Caracas – El movimiento estudiantil venezolano ha retomado oficialmente la vanguardia política del país. Tras la captura de Nicolás Maduro y Cilia Flores hace poco más de un mes, los liderazgos de la Universidad Central de Venezuela (UCV), la Universidad de Los Andes (ULA) y la Universidad Simón Bolívar (USB) anunciaron una hoja de ruta centrada en la redemocratización, la libertad de los presos políticos y el fin del tutelaje partidista.
Caminar sin miedo: Un nuevo liderazgo civil
Para los dirigentes, esta etapa no se define por el heroísmo ciego, sino por la organización colectiva frente al temor. Mario López, presidente de la FCU-ULA, destacó que las acciones recientes de Miguelángel Suárez y Rosa Cucunuba (UCV) han servido de catalizador nacional. López enfatizó que este nuevo protagonismo debe vivirse desde la cotidianidad: “Somos chamos que estudian, trabajan y hacen cola para el bus; no podemos normalizar lo inaceptable”.
La estrategia estudiantil ahora se enfoca en documentar abusos, articularse entre universidades y mantener la vocería en medios, entendiendo que la valentía no es la ausencia de miedo, sino la determinación de no abandonar el rol generacional que les corresponde.

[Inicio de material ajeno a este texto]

PR #2753, opened 2015-08-12
Fixed interpreter support for properties on Nullable<T>

VSadov:
such as HasValue / Value

Also fixed a problem with invoking of GetValueOrDefault on null receiver discovered while testing.
We should return a default  value in such case, not the boxed receiver which is null and would cause NRE.

### DIFF
--- a/src/System.Linq.Expressions/src/System/Linq/Expressions/Interpreter/TypeOperations.cs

Ni sectarismo ni impunidad

La postura del movimiento frente a la clase política tradicional es crítica y firme. Wilmary Venal, presidenta de la FCE-USB, advirtió que no permitirán que la transición sea empañada por el sectarismo o la «idolatría política». «Venezuela necesita instituciones, no cultos a la personalidad», sentenció, rechazando cualquier intento de los partidos de poner sus intereses por encima de las necesidades nacionales.
En la misma línea, el movimiento fue tajante respecto a la justicia. Aseguran que no aceptarán un cambio de «caras» que mantenga la lógica autoritaria ni pactos de impunidad que ignoren a las víctimas. Los tres objetivos prioritarios establecidos por el movimiento juvenil son; la Justicia y libertad plena para los presos políticos, la recuperación de instituciones con controles reales, la restitución de la autonomía universitaria y del rol de la juventud en la toma de decisiones.
Negociación por la dignidad humana
Miguelángel Suárez, presidente de la FCU-UCV, se mostró dispuesto a participar en cualquier espacio de discusión, siempre que se respete a la juventud como un actor político real y no como una herramienta de “instrumentalización” discursiva. Suárez afirmó que negociaría “sin pensarlo” la liberación de los detenidos, entendiendo la libertad como un valor innegociable de la dignidad humana.
Asimismo, alertó sobre el riesgo de que la sociedad desarrolle un “síndrome de Estocolmo” con figuras del sistema colapsado. Su propuesta apunta a una apertura política real donde se compita democráticamente sin criminalizar la disidencia.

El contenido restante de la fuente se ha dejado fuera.